_What you should do_
Write out, word for word, only the data from its first line to the line containing "Celery v5.5 introduces".

── Records supplied ──

PR #9213, opened 2024-08-27
Added Soft Shutdown Mechanism

Nusnus:
Celery v5.5 introduces a new concept in the worker-stopping mechanism, the “Soft Shutdown”.
The soft shutdown provides a time-limited warm shutdown that is initiated just before the cold shutdown. This allows for a slight delay before the cold shutdown, which improves the gracefulness of the worker teardown procedure. It is most useful with Redis and SQS due to their visibility-timeout mechanism, as it allows the worker enough time to acknowledge successful messages during shutdown and restore the visibility timeout to zero (``[WARNING/MainProcess] Restoring N unacknowledged message(s)``) before the worker process terminates completely. Another benefit is allowing a worker who runs both short and long tasks to finish a few more short tasks before re-queuing the remaining long-running tasks. You will need to experiment to find the right delay value, recommended values can be 10, 30, 60 seconds. Too high value can lead to a long waiting time before the worker is terminated and trigger a KILL signal to terminate the worker by the host system forcefully.

The soft shutdown is disabled by default to maintain backward compatibility with the cold shutdown terminating immediately. To enable it, set the [worker_soft_shutdown_timeout](https://celery--9213.org.readthedocs.build/en/9213/userguide/configuration.html#worker-soft-shutdown-timeout) to the desired delay. The soft shutdown will be initiated with `SIGQUIT` (or `SIGTERM` if `REMAP_SIGTERM=SIGQUIT`), and then the cold shutdown will be initiated automatically after the soft shutdown timeout expires.

To learn more about the different shutdown types, see [new docs](https://celery--9213.org.readthedocs.build/en/9213/userguide/workers.html#worker-shutdown).

In addition, #8282 has been fixed with a new “Hard Shutdown” which is helpful for development purposes where the worker is stuck. You can now spam Ctrl+C to force the process to die, which was previously bugged if the warm shutdown was already initiated.

Lastly, the REMAP_SIGTERM=SIGQUIT “hidden feature” was documented + smoke tested.

### DIFF
--- a/.github/workflows/python-package.yml
+++ b/.github/workflows/python-package.yml
@@ -157,7 +157,7 @@ jobs:
         -   name: >
                 Run tox for
                 "${{ matrix.python-version }}-smoke"
-            timeout-minutes: 20
+            timeout-minutes: 30
             run: >
                 tox --verbose --verbose -e
                 "${{ matrix.python-version }}-smoke" -- -n auto -k failover
@@ -231,7 +231,7 @@ jobs:
         -   name: >
                 Run tox for
                 "${{ matrix.python-version }}-smoke"
-            timeout-minutes: 20
+            timeout-minutes: 30
             run: >
                 tox --verbose --verbose -e
                 "${{ matrix.python-version }}-smoke" -- -n auto -k stamping
@@ -268,7 +268,7 @@ jobs:
         -   name: >
                 Run tox for
                 "${{ matrix.python-version }}-smoke"
-            timeout-minutes: 20
+            timeout-minutes: 30
             run: >
                 tox --verbose --verbose -e
                 "${{ matrix.python-version }}-smoke" -- -n auto -k test_canvas.py
@@ -305,7 +305,7 @@ jobs:
         -   name: >
                 Run tox for
                 "${{ matrix.python-version }}-smoke"
-            timeout-minutes: 20
+            timeout-minutes: 30
             run: >
                 tox --verbose --verbose -e
                 "${{ matrix.python-version }}-smoke" -- -n auto -k test_consumer.py
@@ -342,7 +342,7 @@ jobs:
         -   name: >
                 Run tox for
                 "${{ matrix.python-version }}-smoke"
-            timeout-minutes: 20
+            timeout-minutes: 30
             run: >
                 tox --verbose --verbose -e
                 "${{ matrix.python-version }}-smoke" -- -n auto -k test_control.py
@@ -379,7 +379,7 @@ jobs:
         -   name: >
                 Run tox for
                 "${{ matrix.python-version }}-smoke"
-            timeout-minutes: 20
+            timeout-minutes: 30
             run: >
                 tox --verbose --verbose -e
                 "${{ matrix.python-version }}-smoke" -- -n auto -k test_signals.py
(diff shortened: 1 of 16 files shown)


fjsj:
@Nusnus the PR description LGTM, but I think the docs (and maybe the tests) should also explain/check the behavior when `task_reject_on_worker_lost` is True or False. The current [docs say](https://docs.celeryq.dev/en/stable/userguide/configuration.html#task-reject-on-worker-lost):
> Even if [task_acks_late](https://docs.celeryq.dev/en/stable/userguide/configuration.html#std-setting-task_acks_late) is enabled, the worker will acknowledge tasks when the worker process executing them abruptly exits or is signaled (e.g., KILL/INT, etc).
> Setting this to true allows the message to be re-queued instead, so that the task will execute again by the same worker, or another worker.

Nusnus:
> @Nusnus the PR description LGTM, but I think the docs (and maybe the tests) should also explain/check the behavior when `task_reject_on_worker_lost` is True or False. The current [docs say](https://docs.celeryq.dev/en/stable/userguide/configuration.html#task-reject-on-worker-lost):
> 
> > Even if [task_acks_late](https://docs.celeryq.dev/en/stable/userguide/configuration.html#std-setting-task_acks_late) is enabled, the worker will acknowledge tasks when the worker process executing them abruptly exits or is signaled (e.g., KILL/INT, etc).
> > Setting this to true allows the message to be re-queued instead, so that the task will execute again by the same worker, or another worker.

Thank you. Adding `reject_on_worker_lost` smoke tests can be a good contribution, but it is less related to the purpose of the changes of this PR. The soft shutdown (new) mechanism does not change based on the `reject_on_worker_lost` flag. The tests for the `reject_on_worker_lost` later _can_ also test the soft shutdown procedure though.

thedrow (changes requested):
Please ensure to raise test coverage before we merge this PR.

thedrow:
I think we should mention this setting [here](https://github.com/celery/celery/blob/main/docs/getting-started/backends-and-brokers/redis.rst) and [here](https://github.com/celery/celery/blob/main/docs/getting-started/backends-and-brokers/sqs.rst).

Nusnus:
> I think we should mention this setting [here](https://github.com/celery/celery/blob/main/docs/getting-started/backends-and-brokers/redis.rst) and [here](https://github.com/celery/celery/blob/main/docs/getting-started/backends-and-brokers/sqs.rst).

Good point, I'll add it

Nusnus:
> > I think we should mention this setting [here](https://github.com/celery/celery/blob/main/docs/getting-started/backends-and-brokers/redis.rst) and [here](https://github.com/celery/celery/blob/main/docs/getting-started/backends-and-brokers/sqs.rst).
> 
> Good point, I'll add it

Done.
Redis: https://celery--9213.org.readthedocs.build/en/9213/getting-started/backends-and-brokers/redis.html#soft-shutdown
SQS: https://celery--9213.org.readthedocs.build/en/9213/getting-started/backends-and-brokers/sqs.html#caveats

Nusnus:
[Celery v5.5.0b3](https://github.com/celery/celery/releases/tag/v5.5.0b3) released.
@fjsj FYI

───

_Result for this task_
PR #9213, opened 2024-08-27
Added Soft Shutdown Mechanism

Nusnus:
Celery v5.5 introduces a new concept in the worker-stopping mechanism, the “Soft Shutdown”.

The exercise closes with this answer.